Output each record exactly. Leave none out.

[[ Data for review open ]]

PR #2434, opened 2022-03-07
std: add AddressSet from rocket-chip

ekiwi:
### Contributor Checklist

- [ ] Did you review?

### DIFF
--- a/stdlib/src/chisel3/std/AddressSet.scala
+++ b/stdlib/src/chisel3/std/AddressSet.scala
@@ -1,0 +1,134 @@
+package chisel3.std
+
+import chisel3._
+import chisel3.util.log2Floor
+
+/** AddressSets specify the address space managed by the manager
+  * Base is the base address, and mask are the bits consumed by the manager
+  * e.g: base=0x200, mask=0xff describes a device managing 0x200-0x2ff
+  * e.g: base=0x1000, mask=0xf0f describes a device managing 0x1000-0x100f, 0x1100-0x110f, ...
+  */
+case class AddressSet(base: BigInt, mask: BigInt) extends Ordered[AddressSet] {
+  // Forbid misaligned base address (and empty sets)
+  require((base & mask) == 0, s"Mis-aligned AddressSets are forbidden, got: ${this.toString}")
+  require(
+    base >= 0,
+    s"AddressSet negative base is ambiguous: $base"
+  ) // TL2 address widths are not fixed => negative is ambiguous
+  // We do allow negative mask (=> ignore all high bits)
+
+  def contains(x: BigInt): Boolean = ((x ^ base) & ~mask) == 0
+  def contains(x: UInt):   Bool = ((x ^ base.U).zext & (~mask).S) === 0.S
+
+  // turn x into an address contained in this set
+  def legalize(x: UInt): UInt = base.U | (mask.U & x)
+
+  // overlap iff bitwise: both care (~mask0 & ~mask1) => both equal (base0=base1)
+  def overlaps(x: AddressSet): Boolean = (~(mask | x.mask) & (base ^ x.base)) == 0
+  // contains iff bitwise: x.mask => mask && contains(x.base)
+  def contains(x: AddressSet): Boolean = ((x.mask | (base ^ x.base)) & ~mask) == 0
+
+  // The number of bytes to which the manager must be aligned
+  def alignment: BigInt = (mask + 1) & ~mask
+  // Is this a contiguous memory range
+  def contiguous: Boolean = alignment == mask + 1
+
+  def finite: Boolean = mask >= 0
+  def max: BigInt = { require(finite, "Max cannot be calculated on infinite mask"); base | mask }
+
+  // Widen the match function to ignore all bits in imask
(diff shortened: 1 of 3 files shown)


sequencer:
This has been implemented by `BitSet` API and `decoder.bitset` can handle this.

sequencer:
FYI: https://github.com/chipsalliance/chisel3/blob/master/src/test/scala/chiselTests/util/BitSetSpec.scala#L95-L117

sequencer:
I think we need a wrapper from bus library to `decoder.bitset`

ekiwi:
How would you translate `AddressSet(0x200, 0xff)` to the `BitSet` API? Like how do you specify the offset?

sequencer:
Basically `AddressSet` is a `BitSet` with `apply` function to convert address `offset` and `range`.
`AddressSet(0x200, 0xff)`->`BitSet(BitPat(0x200, 0xff))`

ekiwi:
> Basically `AddressSet` is a `BitSet` with `apply` function to convert address `offset` and `range`.

I see. So you can basically think of `value` as being and `offset`. Do you know if there is a good way to expose the mask to the user?

I am trying to see how `BitSet` could be used with the [AXI4 SRAM](https://github.com/chipsalliance/rocket-chip/blob/master/src/main/scala/amba/axi4/SRAM.scala) from rocket chip. Things that are missing so far are:
- [`.mask`](https://github.com/chipsalliance/rocket-chip/blob/b36060ebe7bd821ea4b4d1dd2aa9e6d38e7d01b4/src/main/scala/diplomacy/SRAM.scala#L31)
- [`.contains(UInt): Bool`](https://github.com/chipsalliance/rocket-chip/blob/b36060ebe7bd821ea4b4d1dd2aa9e6d38e7d01b4/src/main/scala/amba/axi4/SRAM.scala#L67)

sequencer:
RC Address Decoder use a heuristic algorithm to solve the partition problem, however the PPA result is bad, from evaluation at my side, decoder API provides about 30% PPA improvement in some case, so I directly drop it.
I think what we need here is a factory to convert address and address range to `BitSet`.

ekiwi:
> Yes, that's the key issue, we need a address factory, to convert any `AddressSet` to `BitSet`.

But then we would still need `AddressSet`. I thought the whole point was to reduce all uses of `AddressSet` with `BitSet` in order to avoid duplicate functionality.

sequencer:
> > Yes, that's the key issue, we need a address factory, to convert any `AddressSet` to `BitSet`.
> 
> But then we would still need `AddressSet`. I thought the whole point was to reduce all uses of `AddressSet` with `BitSet` in order to avoid duplicate functionality.

Yes, I do think so, we need a new API and implementations for `AddressSet`.
`mask` is trivial.
`contains` should be implemented via decoder. I must forgot to implement that.
I'll add it to `BitSet`, and `AddressSet` can directly wrap that.

sequencer:
Just thought about the `contains`, which is trivial as well:
```
def contains(data: UInt): decoder.bitset(data, Seq(this))
```
`this` is the `BitSet` need to test on the contains.

stdlib/src/chisel3/std/AddressSet.scala
```diff
@@ -0,0 +1,134 @@
+package chisel3.std
+
+import chisel3._
+import chisel3.util.log2Floor
+
+/** AddressSets specify the address space managed by the manager
```
mwachs5, line 6: If this is getting upstreamed it needs solid scaladoc on each public function

sequencer:
Note: there is a big difference between `BitSet` and RC `AddressSet`:
RC `AddressSet` can be unknown width, as you can see from `val Everything = AddressSet(0, -1)` API, while chisel BitSet doesn't support.

There are a lot of useful APIs for interconnection library, some are covered by `BitSet`, while some are not:
- `def contains(x: BigInt): Boolean` can be replaced by `BitSet.cover`
- `def contains(x: UInt): Bool` is not implemented, but I think we can implement by `decoder.BitSet` with a more general API, which can test a hard signal can be multiple `AddressSet` covered or not, this will significantly improve the PPA.
- `def legalize(x: UInt): UInt` can be dropped.
- `def overlaps(x: AddressSet)` is `def overlap(that: BitSet)`
- `def contains(x: AddressSet)` is `def cover(that: BitSet)`
- `def alignment: BigInt` is a useful helper, but it should not exist in `BitSet`
- `def contiguous: Boolean` is a useful helper, but it should not exist in `BitSet`
- `def finite: Boolean` is dropped, `BitSet` must be known width.
- `def max: BigInt` is a useful helper, but it should not exist in `BitSet`
- `def widen(imask: BigInt)` IIRC, is only useful in some test, I think we should keep the API simple.
- `def intersect(x: AddressSet)` is `def intersect(that: BitSet): BitSet`
- `def subtract(x: AddressSet) ` is `def subtract(that: BitSet): BitSet`
- `def compare(x: AddressSet): Int` is useless, IIRC, is is for the ordering, which used in address decoder.
- `def toString`, we certainly need this!

most API in `object AddressSet` is designed for decoder, I think they can safely dropped.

[[ Data for review closed ]]

• [Problem solution]
PR #2434, opened 2022-03-07
std: add AddressSet from rocket-chip

ekiwi:
### Contributor Checklist

- [ ] Did you review?

### DIFF
--- a/stdlib/src/chisel3/std/AddressSet.scala
+++ b/stdlib/src/chisel3/std/AddressSet.scala
@@ -1,0 +1,134 @@
+package chisel3.std
+
+import chisel3._
+import chisel3.util.log2Floor
+
+/** AddressSets specify the address space managed by the manager
+  * Base is the base address, and mask are the bits consumed by the manager
+  * e.g: base=0x200, mask=0xff describes a device managing 0x200-0x2ff
+  * e.g: base=0x1000, mask=0xf0f describes a device managing 0x1000-0x100f, 0x1100-0x110f, ...
+  */
+case class AddressSet(base: BigInt, mask: BigInt) extends Ordered[AddressSet] {
+  // Forbid misaligned base address (and empty sets)
+  require((base & mask) == 0, s"Mis-aligned AddressSets are forbidden, got: ${this.toString}")
+  require(
+    base >= 0,
+    s"AddressSet negative base is ambiguous: $base"
+  ) // TL2 address widths are not fixed => negative is ambiguous
+  // We do allow negative mask (=> ignore all high bits)
+
+  def contains(x: BigInt): Boolean = ((x ^ base) & ~mask) == 0
+  def contains(x: UInt):   Bool = ((x ^ base.U).zext & (~mask).S) === 0.S
+
+  // turn x into an address contained in this set
+  def legalize(x: UInt): UInt = base.U | (mask.U & x)
+
+  // overlap iff bitwise: both care (~mask0 & ~mask1) => both equal (base0=base1)
+  def overlaps(x: AddressSet): Boolean = (~(mask | x.mask) & (base ^ x.base)) == 0
+  // contains iff bitwise: x.mask => mask && contains(x.base)
+  def contains(x: AddressSet): Boolean = ((x.mask | (base ^ x.base)) & ~mask) == 0
+
+  // The number of bytes to which the manager must be aligned
+  def alignment: BigInt = (mask + 1) & ~mask
+  // Is this a contiguous memory range
+  def contiguous: Boolean = alignment == mask + 1
+
+  def finite: Boolean = mask >= 0
+  def max: BigInt = { require(finite, "Max cannot be calculated on infinite mask"); base | mask }
+
+  // Widen the match function to ignore all bits in imask
(diff shortened: 1 of 3 files shown)


sequencer:
This has been implemented by `BitSet` API and `decoder.bitset` can handle this.

sequencer:
FYI: https://github.com/chipsalliance/chisel3/blob/master/src/test/scala/chiselTests/util/BitSetSpec.scala#L95-L117

sequencer:
I think we need a wrapper from bus library to `decoder.bitset`

ekiwi:
How would you translate `AddressSet(0x200, 0xff)` to the `BitSet` API? Like how do you specify the offset?

sequencer:
Basically `AddressSet` is a `BitSet` with `apply` function to convert address `offset` and `range`.
`AddressSet(0x200, 0xff)`->`BitSet(BitPat(0x200, 0xff))`

ekiwi:
> Basically `AddressSet` is a `BitSet` with `apply` function to convert address `offset` and `range`.

I see. So you can basically think of `value` as being and `offset`. Do you know if there is a good way to expose the mask to the user?

I am trying to see how `BitSet` could be used with the [AXI4 SRAM](https://github.com/chipsalliance/rocket-chip/blob/master/src/main/scala/amba/axi4/SRAM.scala) from rocket chip. Things that are missing so far are:
- [`.mask`](https://github.com/chipsalliance/rocket-chip/blob/b36060ebe7bd821ea4b4d1dd2aa9e6d38e7d01b4/src/main/scala/diplomacy/SRAM.scala#L31)
- [`.contains(UInt): Bool`](https://github.com/chipsalliance/rocket-chip/blob/b36060ebe7bd821ea4b4d1dd2aa9e6d38e7d01b4/src/main/scala/amba/axi4/SRAM.scala#L67)

sequencer:
RC Address Decoder use a heuristic algorithm to solve the partition problem, however the PPA result is bad, from evaluation at my side, decoder API provides about 30% PPA improvement in some case, so I directly drop it.
I think what we need here is a factory to convert address and address range to `BitSet`.

ekiwi:
> Yes, that's the key issue, we need a address factory, to convert any `AddressSet` to `BitSet`.

But then we would still need `AddressSet`. I thought the whole point was to reduce all uses of `AddressSet` with `BitSet` in order to avoid duplicate functionality.

sequencer:
> > Yes, that's the key issue, we need a address factory, to convert any `AddressSet` to `BitSet`.
> 
> But then we would still need `AddressSet`. I thought the whole point was to reduce all uses of `AddressSet` with `BitSet` in order to avoid duplicate functionality.

Yes, I do think so, we need a new API and implementations for `AddressSet`.
`mask` is trivial.
`contains` should be implemented via decoder. I must forgot to implement that.
I'll add it to `BitSet`, and `AddressSet` can directly wrap that.

sequencer:
Just thought about the `contains`, which is trivial as well:
```
def contains(data: UInt): decoder.bitset(data, Seq(this))
```
`this` is the `BitSet` need to test on the contains.

stdlib/src/chisel3/std/AddressSet.scala
```diff
@@ -0,0 +1,134 @@
+package chisel3.std
+
+import chisel3._
+import chisel3.util.log2Floor
+
+/** AddressSets specify the address space managed by the manager
```
mwachs5, line 6: If this is getting upstreamed it needs solid scaladoc on each public function

sequencer:
Note: there is a big difference between `BitSet` and RC `AddressSet`:
RC `AddressSet` can be unknown width, as you can see from `val Everything = AddressSet(0, -1)` API, while chisel BitSet doesn't support.

There are a lot of useful APIs for interconnection library, some are covered by `BitSet`, while some are not:
- `def contains(x: BigInt): Boolean` can be replaced by `BitSet.cover`
- `def contains(x: UInt): Bool` is not implemented, but I think we can implement by `decoder.BitSet` with a more general API, which can test a hard signal can be multiple `AddressSet` covered or not, this will significantly improve the PPA.
- `def legalize(x: UInt): UInt` can be dropped.
- `def overlaps(x: AddressSet)` is `def overlap(that: BitSet)`
- `def contains(x: AddressSet)` is `def cover(that: BitSet)`
- `def alignment: BigInt` is a useful helper, but it should not exist in `BitSet`
- `def contiguous: Boolean` is a useful helper, but it should not exist in `BitSet`
- `def finite: Boolean` is dropped, `BitSet` must be known width.
- `def max: BigInt` is a useful helper, but it should not exist in `BitSet`
- `def widen(imask: BigInt)` IIRC, is only useful in some test, I think we should keep the API simple.
- `def intersect(x: AddressSet)` is `def intersect(that: BitSet): BitSet`
- `def subtract(x: AddressSet) ` is `def subtract(that: BitSet): BitSet`
- `def compare(x: AddressSet): Int` is useless, IIRC, is is for the ordering, which used in address decoder.
- `def toString`, we certainly need this!

most API in `object AddressSet` is designed for decoder, I think they can safely dropped.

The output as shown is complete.